Sweden — Finansinspektionen

FI required the first submission in March 2025 and issued technical guidance in May after entities struggled with group-wide data consolidation and scoping what counts as an "ICT service." FI has a test submission environment available through its FIDAC portal.

Denmark — Danish FSA

The Danish FSA has transitioned from the FIONA reporting system to a new e-Reg system specifically because FIONA cannot handle xBRL-CSV format. The RoI is one of the first reports in the new system, which means entities need to register for access and familiarise themselves with a new portal.

2026 submission deadlines

CountryNCADeadlinePortal
LuxembourgCSSF11 Feb – 31 MareDesk
SwedenFI28 FebFIDAC
NorwayFinanstilsynet13 MareReg
GermanyBaFin9–30 MarMVP
NetherlandsDNB20 MarMyDNB
NetherlandsAFM22 MarAFM portal
IrelandCBI2–31 MarCBI portal
DenmarkDanish FSA31 Mare-Reg
FinlandFIN-FSA31 MarFIN-FSA portal
FranceACPRApr (TBC)OneGate
ESAsEBA/ESMA/EIOPANCAs to ESAs by 31 MarEuclid

Reference date for all 2026 submissions: 31 December 2025.

The 10 most common mistakes

  • Editing CSV files in Excel. Excel changes date formats (DD/MM/YYYY instead of YYYY-MM-DD), strips leading zeros, and corrupts UTF-8 encoding. Use a text editor or a dedicated conversion tool.
  • Free text in coded fields. Fields like ICT service type, data sensitivity, and country must use EBA taxonomy codes or ISO standards. "Germany" fails; "DE" passes.
  • Inconsistent contract reference numbers. The contract reference in B_02.01 must match exactly in B_02.02, B_03.01, B_03.02, and B_04.01. A single typo creates orphan records.
  • Invalid LEIs. Every entity and provider needs a valid, active LEI checked against the GLEIF database. Lapsed LEIs were tolerated in 2025 — expect stricter enforcement in 2026. If a provider has both an EUID and LEI, both must be reported.
  • Missing sub-outsourcing chains. For every ICT service supporting a critical or important function, you must document the full chain of sub-contractors in B_05.02. Most entities only report the direct provider.
  • Orphan records. A contract in B_02.01 without a service in B_02.02, or a function in B_06.01 not referenced by any contract. Cross-table integrity is checked automatically.
  • Classifying everything as non-critical. If no functions are marked critical or important, it will not withstand supervisory scrutiny. The classification in B_06.01 must reflect your actual business impact assessment.
  • Floating-point values in integer fields. The value 200.5 is rejected. Use 200 or 201.
  • Missing filing indicators. Every filing indicator must be true. Wrong case (True, TRUE) or missing values cause rejection.
  • Treating it as a one-time exercise. The register must be maintained continuously and updated whenever arrangements change. The annual submission is a snapshot, but the underlying data must be current.

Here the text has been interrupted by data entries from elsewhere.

PR #1004, opened 2022-10-13
Add IDE bindings for epidata development

rzats:
**Prerequisites**:

- [x] Build is successful

### Summary

Previously, most IDE features - autocompletion, linting, functioning imports - did not work in epidata due to the codebase's nonstandard structure (pulling code from multiple repos, then reordering them in the Docker container, so the compile-time structure does not match the imports at runtime).

This PR adds a solution that makes IDE development a lot less painful. The idea behind it is to use an "editable install", which is a minimalistic pip package that symlinks to a Python project such that any changes to the package's files are reflected in the dev environment and vice versa. To that end, it

- adds `pyproject.toml` and `setup.cfg` files that define how our local package is laid out

- adds some code to the `install.sh` setup script that symlinks those files to `driver/repos`

- adds instructions on using these to the `README`

**Caveats:**

- `pip install -e . --config-settings editable_mode=strict` needs to be re-ran when any Python files are added or deleted locally. (But edits to existing files will be reflected in the editable install.)
- The bindings in `pyproject.toml` need to be updated whenever we add new packages and subfolders. This is due to the following [limitation](https://docs.python.org/3/distutils/setupscript.html#listing-whole-packages):
> Although package_dir applies recursively, you must explicitly list all packages in packages: the Distutils will not recursively scan your source tree looking for any directory with an `__init__.py` file


dev/local/install.sh
```diff
@@ -43,3 +46,6 @@ cd ../../
 
 ln -s repos/delphi/delphi-epidata/dev/local/Makefile
 ln -s repos/delphi/delphi-epidata/dev/local/.dockerignore
+cd repos
+ln -s delphi/delphi-epidata/dev/local/pyproject.toml
+ln -s delphi/delphi-epidata/dev/local/setup.cfg
```
dshemetov, line 51:
```suggestion
ln -s delphi/delphi-epidata/dev/local/setup.cfg
cd -
```

Make the install script back out to the original. Should we install the package here too or is that assuming too much for the user?

dshemetov (changes requested):
one small nit, but otherwise lgtm 🚀 

good work tracking this all the way to the root issue in `setuptools`!

dev/local/install.sh
rzats: re:installing the package for the user - I'd suggest not going for that, since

How to prepare for the 2026 submission

Now (immediately):
  • If you submitted in 2025, review the validation feedback you received. Fix every flagged item, not just the rejections.
  • Validate all LEIs against gleif.org. Renew any that have lapsed.
  • Review your function classification in B_06.01. Is the critical/important designation defensible?
4–6 weeks before deadline:
  • Collect updated contract and provider information. Contact rank-1 suppliers for sub-contractor data.
  • Reconcile contract reference numbers across all templates.
  • Run an internal cross-table consistency check before converting to xBRL-CSV.
2 weeks before deadline:
  • Convert to xBRL-CSV format and run validation. Several NCAs offer test environments (Sweden's FIDAC, Luxembourg's eDesk).
  • Submit early. Every NCA recommends this — you will have time to fix errors before the hard deadline.
After submission:
  • Monitor for NCA feedback. Some NCAs (DNB, CBI) provide a correction window.
  • Note that a submission passing your NCA may still fail at the ESA level. The two-tier process means you may receive additional feedback after the NCA deadline.